Honda, Toyota, Hyundai, Mitsubishi, Nissan, Subaru, BMW and Mercedes Benz who own auto manufacturing facilities in the US aren’t asking for a handout. They are making vehicles that Americans and the world buy. Foreign manufacturers are expanding operations in the US. Witness Volkswagen building a $2.0 billion assembly plant in Chattanooga, Tennessee. Also witness, a $2.9 billion plant being built by German giant Thyssen Krupp in Mobile, Alabama. This plant will produce cold rolled steel to supply foreign owned auto manufacturing facilities located in the South.
The floundering Big Three are trading on American patriotism by saying we need them to build American cars, when they are building cars globally and even making a profit in the EU and China, where they have to compete or die. Moreover, components of the Detroit vehicles often come from Canada, Mexico, Asia and the EU.
What to do? I think an inspired suggestion was made in a Wall Street Journal op Ed by Robert Hahn and Peter Passel, “Stimulate Car Buyers, Not Car Makers.”
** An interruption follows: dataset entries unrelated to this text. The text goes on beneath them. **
PR #416, opened 2026-07-21
fix(scripts): add turnkey API key import helper for smoke.sh

shahan-khatchadourian-anchorage:
## Summary
- `scripts/smoke.sh` reads its auth key from `~/.config/turnkey/keys/<VSP_SMOKE_KEY>.{public,private}` (default key name `dev`), but `tvc login` (the documented onboarding step in the TVC deploy runbook) only ever populates `~/.config/turnkey/orgs/<org>/api_key.json` — a different, non-interchangeable local credential store. A workstation that's only run `tvc login` hits a plain "no such file or directory" with no path forward, and the only way to get unstuck is to hand-derive the tkcli key-store format from `go-sdk`'s `pkg/store/local` source.
- Adds `scripts/import-turnkey-api-key.sh --org <org-name> [--key-name <name>]`, which converts an org's `api_key.json` into the `keys/<name>.{public,private,meta}` format smoke.sh expects (verified byte-for-byte against an existing hand-provisioned key: same public/private file lengths, same `<hex>:<curve>` private-key suffix, same meta JSON shape and `SIGNATURE_SCHEME_TK_API_*` scheme string). Refuses to overwrite existing key files, matching `go-sdk`'s own `Store.Store()` behavior.
- Documents the two-credential-store distinction, the `jq` runtime dependency, and points at the new script from `smoke.sh`'s own header comment, so the next person hitting this error finds the fix without re-deriving it from scratch.

## Test plan
- [x] `bash -n` on both scripts
- [x] `scripts/import-turnkey-api-key.sh` run against a fixture `HOME` (fake org + `tvc.config.toml`): produced `keys/testorg.{public,private,meta}` matching the real tkcli format exactly, resolved the org id from `tvc.config.toml`, and correctly refused to run again without overwriting
- [x] Live-verified against a real dev-org credential: converted, then ran `VSP_SMOKE_KEY=<name> ./scripts/smoke.sh --turnkey-client-path ~/projects/visualsign-turnkeyclient` end-to-end — PASS (render + attestation + signature all verified against the live enclave)
- [x] `smoke.sh -h` / `import-turnkey-api-key.sh -h` still print correctly after the doc changes

### DIFF
--- a/scripts/import-turnkey-api-key.sh
+++ b/scripts/import-turnkey-api-key.sh
@@ -45,6 +45,17 @@ done
 [ -n "$ORG" ] || { echo "ERROR: --org is required" >&2; exit 2; }
 [ -n "$KEY_NAME" ] || KEY_NAME="$ORG"
 
+# Both values become path components below; reject anything that could escape
+# the intended orgs/keys directories (e.g. --key-name ../../etc/foo).
+case "$ORG" in
+  */* | .*) echo "ERROR: --org must not contain '/' or start with '.': $ORG" >&2; exit 2 ;;
+esac
+case "$KEY_NAME" in
+  */* | .*) echo "ERROR: --key-name must not contain '/' or start with '.': $KEY_NAME" >&2; exit 2 ;;
+esac
+
+command -v jq >/dev/null 2>&1 || { echo "ERROR: jq is required" >&2; exit 2; }
+
 SRC="$HOME/.config/turnkey/orgs/$ORG/api_key.json"
 [ -f "$SRC" ] || {
   echo "ERROR: no such org credential: $SRC" >&2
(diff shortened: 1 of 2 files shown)


prasanna-anchorage (approved):
Verified: path-traversal validation and jq error handling from Copilot's review are addressed in the second commit. No key material is logged; correct file permissions (0600 private/meta, 0644 public). CI green (6/6). LGTM.

scripts/import-turnkey-api-key.sh
```diff
@@ -0,0 +1,118 @@
...
+
+SRC="$HOME/.config/turnkey/orgs/$ORG/api_key.json"
+[ -f "$SRC" ] || {
+  echo "ERROR: no such org credential: $SRC" >&2
+  echo "       (run \`tvc login\` first, or check ~/.config/turnkey/tvc.config.toml for the org name)" >&2
+  exit 2
+}
+
+KEYS_DIR="$HOME/.config/turnkey/keys"
+mkdir -p "$KEYS_DIR"
```
pepe-anchor, line 67: should: If `api_key.json` is truncated/missing `public_key` or `private_key`, `jq -r` emits the string `null`, so the script writes garbage key files that only fail cryptically at `smoke.sh` auth time, and the overwrite-refusal at lines 61-63 then blocks a clean re-run. Use `jq -re` so an absent field aborts the import.

<details>

At lines 65-67, `PUBLIC_KEY="$(jq -r ... )"` returns the 4-char string `null` for an absent field, which is non-empty and passes the go-sdk `LocalStore` `Size >= 1` guard; the resulting `.private` of `null:p256` then fails inside `FromTurnkeyPrivateKey` with an opaque decode error far from the cause, and because `keys/<name>.*` now exist the user must manually delete them before re-importing. `CURVE` is already protected by the `case ... *)` default at line 73, so only `public_key`/`private_key` are exposed, but applying `-re` uniformly is harmless. `jq -re` exits non-zero when the last output is null/false, and `set -e` turns that into a clean import-time failure. Well-formed `tvc` output always carries all three fields, so this only bites on truncated/partial credential files.

</details>

```suggestion
PUBLIC_KEY="$(jq -re '.public_key' "$SRC")"
PRIVATE_KEY="$(jq -re '.private_key' "$SRC")"
CURVE="$(jq -re '.curve' "$SRC")"
```

pepe-anchor (approved):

Hahn and Passell proposed a meaningful alternative given some predictions that we are now in the midst of a lengthy recession:
Since a big fiscal-stimulus package for fighting the recession — some combination of tax cuts, extended unemployment compensation, infrastructure grants and assistance to states — is coming soon, why not stimulate consumers to buy cars? Why not offer eye-popping rebates — say, $3,000 — for a limited time to buyers of cars and light trucks? It would probably make sense to phase out rebates for the most expensive cars, and as a treaty obligation, it wouldn’t do to discriminate against foreign makes.
How much downstream benefit this would generate and for whom is hard to predict. Still, it is a fair bet that most of the money would be quickly recycled in the form of demand for everything from auto parts to car mechanics’ salaries — just what you want to happen in a recession.
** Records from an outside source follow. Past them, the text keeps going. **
PR #420, opened 2026-07-27
feat(tvc-deploy): add verify-digest subcommand

pepe-anchor:
## Why

`deploy` already verifies that the image's `/parser_app` hashes to the expected digest, and refuses to proceed on a mismatch. But that gate only fires once `deploy` is running.

Some workflows have to record the expected digest somewhere else first, before the deployment is ever created. Those have no way to check the digest before committing to it, and by the time `deploy` would catch a wrong one, the record is already made.

## What

`tvc-deploy verify-digest --image-url <url> --expected-digest <sha256>` exposes that same gate as a standalone command, so it can be run as a precondition.

It reuses `validate_digest` + `verify_image_digest` rather than reimplementing the check, so there stays exactly one definition of what "the digest matches" means, and the failure message is identical wherever it fires. No existing code path changed.

Needs only Docker. No Turnkey auth, no org selection.

## Testing

Ran against the real `v0.819.0` GHCR image.

Matching digest:

```
$ cargo run -- verify-digest \
    --image-url ghcr.io/anchorageoss/parser_app:v0.819.0@sha256:<...> \
    --expected-digest <digest from the release notes>
✓ digest matches
```

Wrong digest fails with the existing mismatch message, and a malformed digest is rejected by `validate_digest` before Docker is touched.

`cargo fmt --check` and `cargo clippy --all-targets -- -D warnings` are clean.

## Rollback

Additive: a new subcommand and a README section. Revert the commit; nothing else reads it.

### DIFF
--- a/tools/tvc-deploy/README.md
+++ b/tools/tvc-deploy/README.md
@@ -160,6 +160,24 @@ Resolve the existing activity (approve or reject it) and re-run, or pass
 `--force` to submit anyway. The check uses the active org by default; pass
 `--org <alias>` on `deploy` if the deployment's org differs from it.
 
+### Verifying the digest on its own
+
+`deploy` runs the digest gate itself, so a normal deploy needs nothing extra.
+`verify-digest` exposes the same gate as a standalone command:
+
+```
+tvc-deploy verify-digest \
+  --image-url "$IMAGE_URL" --expected-digest "$PIVOT_DIGEST"
+```
+
+Useful when the expected digest has to be recorded somewhere else before the
+deployment is created. `deploy` verifies the digest, but only once it is already
+running, which is too late to stop a wrong digest from being committed
+elsewhere first. Run this, record the digest, then deploy.
+
+No Turnkey auth needed, just Docker: it creates a container from the image,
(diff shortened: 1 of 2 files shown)


shahan-khatchadourian-anchorage:
## Review

Looks good — small, additive, and the reuse claims in the description check out. No blocking issues.

### Strengths

- **Genuine reuse, single source of truth** — `verify_digest` is a two-line composition of the existing `validate_digest` + `verify_image_digest`; format validation, extraction, hashing, cleanup-on-error, and the failure message all stay in one place.
- **Ordering matches `deploy`** — `validate_digest` runs before Docker is touched, so a malformed digest fails fast.
- **Existing tests already cover it** — `cli_parses_all_subcommands` exercises the new clap definition, and `validate_digest` has accept/reject unit tests. The composition adds no new logic to test.
- **Clear README section** — explains when to use it and what it does mechanically (Docker only, no Turnkey auth).

shahan-khatchadourian-anchorage (approved):
LGTM. No blocking comments.

prasanna-anchorage (approved):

If, say, 12 million non-luxury vehicles were sold in the next year — similar to 2007 — the rebates would total $36 billion. Of that sum, about one-half would go for cars built by the Big Three. Better yet, more than 80% could be expected to go for vehicles actually manufactured in North America, even if the auto maker is from overseas.
The Congressional auto industry bail out hearings should be a real media circus and eye opener for Americans who wonder why our government is bailing out the Detroit Dinosaurs. If the Congressional plan fails to pass the Big Three would have to go through a long overdue reorganization under Chapter 11. Those fat executive compensation deals and labor contracts would be ‘greased.’ The restructured Big Three might be forced to sell off valued brands to those manufacturers who can do a better job of manufacturing cars at lower costs that would keep customers, workers and suppliers happy.